What to do —
The answer should consist of every record, reproduced exactly.

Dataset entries

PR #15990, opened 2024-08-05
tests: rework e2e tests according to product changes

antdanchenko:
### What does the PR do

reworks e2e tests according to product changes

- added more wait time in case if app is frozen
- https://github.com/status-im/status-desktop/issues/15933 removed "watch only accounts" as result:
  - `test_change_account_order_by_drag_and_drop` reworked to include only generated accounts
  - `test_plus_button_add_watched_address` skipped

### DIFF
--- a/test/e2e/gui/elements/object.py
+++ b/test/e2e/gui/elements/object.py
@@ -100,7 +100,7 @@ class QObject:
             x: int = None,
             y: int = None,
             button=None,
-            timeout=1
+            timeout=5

Response area —
PR #15990, opened 2024-08-05
tests: rework e2e tests according to product changes

antdanchenko:
### What does the PR do

reworks e2e tests according to product changes

- added more wait time in case if app is frozen
- https://github.com/status-im/status-desktop/issues/15933 removed "watch only accounts" as result:
  - `test_change_account_order_by_drag_and_drop` reworked to include only generated accounts
  - `test_plus_button_add_watched_address` skipped

### DIFF
--- a/test/e2e/gui/elements/object.py
+++ b/test/e2e/gui/elements/object.py
@@ -100,7 +100,7 @@ class QObject:
             x: int = None,
             y: int = None,
             button=None,
-            timeout=1
+            timeout=5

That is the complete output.